» **Task description**
Return each line of the records holding the string "injection".

» **Data under study**
PR #438, opened 2022-06-10
Use Taffy instead of stretch2 for tui and native core

Demonthos:
Switch to taffy where future development will take place.

Major changes:
- it outputs relative layout instead of absolute layout
- it doesn't pretend to support direction
- it doesn't pretend to support overflow


jkelleyrtp (approved):

jkelleyrtp:
Thanks! <3

PR #439, opened 2022-06-11
feat: declaratively add props to component using css like selectors

Nejat:
# _*** UPDATED - Added CSS Syntax support for selectors ***_

## Adds `add_as`, `selector`, `root` features to `props` attribute, to enable automatic injection of properties into an `rsx!` definition.

The basic principle is to be able to declaratively add values of a custom component onto elements or other components in the `rsx!` definition of that custom component.

### `add_as` - maps name

* `add_as` is an optional value that defines the target attribute name to add prop value as, _i.e._<br>
`my_class` => `class` or <br>
`clicky` => `onclick`

### `selector` adds attribute values or event handlers:

* `selector` is a `;` separated list of pseudo `css` like selectors that indicate where to add the value<br>

   *  `:root` - root element, only if root level has only one element
   *  `:any` - any element in level
   *  `tag | component` - _i.e., div | MyCustomComponent
   *  `:` - similar to `css` pseudo selector, marks the declaration of a child selector
   * `:first` - first child in elements list
   * `:last` - last child in elements list
   * `:even` - even children in elements list
   * `:odd` - odd children, in elements list
   * `:only` - only child, in elements list
   *  `:[nth[,nth]]` - comma delimited list of `nth` children
   *  `:last[nth[,nth]]` - comma delimited list of `nth` children from end
   *  `:[Nn±B]` - every N, _i.e._ `div:[3n]` _every 3rd element that is_ `div`
   *  `:[..nth]` - the first `nth` children
   *  `:[nth..]` - all children from `nth` onward
   *  `@` - similar to `:`, but marks the declaration child-of-type selector
   * `@first` - first child-of-type in elements list
   * `@last` - last child-of-type in elements list
   * `@even` - even children-of-type in elements list
   * `@odd` - odd children-of-type, in elements list
   * `@only` - only child of type, in elements list
   *  `@[nth[,nth]]` - comma delimited list of `nth` children-of-type
   *  `@last[nth[,nth]]` - comma delimited list of `nth` children-of-type from end
   *  `@[Nn]` - every N, _i.e._ `div:[3n]` _every 3rd_ `div`
   *  `@[..nth]` - the first `nth` children-of-type
   *  `@[nth..]` - all children-of-type from `nth` onward
   *  `>` - similar to `css` child selector
   *  `;` - is a divider for subsequent selectors, _values can be added more than once_

###  `root` adds attribute values or event handlers only to a `root` element:

`root` is equivalent to, therefore a shortcut of `selector = ":root"`

### one addition to `rsx!` syntax

To make the automatic injection possible the `rsx!` needs to know the custom context type as well as custom context instance name. The syntax has been extended to take the form `name:type;`, _i,e., `rsx! { cx: Component; ... }`_

This requirement for injection does not preclude or interfere with the original definition of `rsx!`, it just extends it for this use case.

## Manual Example

```rust
#[derive(Props)]
pub struct ComponentProps<'a> {
    #[props(default)]
    my_class: &'a str,
    #[props(default)]
    onclick: EventHandler<'a, MouseEvent>,
    children: Element<'a>,
}

#[allow(non_snake_case)]
pub fn Component<'a>(cx: Scope<'a, ComponentProps<'a>>) -> Element {
    cx.render(rsx! {
        div {
            onclick: move |evt| cx.props.onclick.call(evt),
            a {
                "class": "{cx.props.my_class}"
            }
            &cx.props.children
        }
        div {
            onclick: move |evt| cx.props.onclick.call(evt),
            "class": "{cx.props.my_class}"
        }
    })
}

#[attributes(optional(div), exclude(class, name, id))]
#[derive(Props)]
pub struct Component2Prop<'a> {
    #[props(default)]
    class: &'a str,
    #[props(default)]
    onclick: EventHandler<'a, MouseEvent>,
    children: Element<'a>,
}

#[allow(non_snake_case)]
pub fn Component2<'a>(cx: Scope<'a, Component2Prop<'a>>) -> Element {
    cx.render(rsx! {
        div {
            Component {
                my_class: "{cx.props.class}",
                onclick: move |evt| cx.props.onclick.call(evt),
                &cx.props.children,
            }
            div {}
        }
        div {}
    })
}
```

## Declarative Equivalent

```rust
use dioxus::events::MouseEvent;
use dioxus::prelude::*;

use dioxus_sugar::attributes;

#[attributes(optional(div), exclude(class, name, id))]
#[derive(Props)]
pub struct ComponentProps<'a> {
    #[props(default, add_as = "class", selector= "div:[1]; div:first > a")]
    my_class: &'a str,
    #[props(default, selector= "div")]
    onclick: EventHandler<'a, MouseEvent>,
    children: Element<'a>,
}

#[allow(non_snake_case)]
pub fn Component<'a>(cx: Scope<'a, ComponentProps<'a>>) -> Element {
    rsx! {
        cx: ComponentProps;
        div {
            a {}
            &cx.props.children
        }
        div {}
    }
}

#[derive(Props)]
pub struct Component2Prop<'a> {
    #[props(default, add_as = "my_class", selector = "div > Component")]
    class: &'a str,
    #[props(default, selector = "div > Component")]
    onclick: EventHandler<'a, MouseEvent>,
    children: Element<'a>,
}

#[allow(non_snake_case)]
pub fn Component2<'a>(cx: Scope<'a, Component2Prop<'a>>) -> Element {
    rsx! {
        cx: Component2Prop;
        div {
            Component {
                &cx.props.children,
            }
            div {}
        }
        div {}
    }
}
```

## Motivation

» **Answer to this exercise**
## Adds `add_as`, `selector`, `root` features to `props` attribute, to enable automatic injection of properties into an `rsx!` definition.
To make the automatic injection possible the `rsx!` needs to know the custom context type as well as custom context instance name. The syntax has been extended to take the form `name:type;`, _i,e., `rsx! { cx: Component; ... }`_
This requirement for injection does not preclude or interfere with the original definition of `rsx!`, it just extends it for this use case.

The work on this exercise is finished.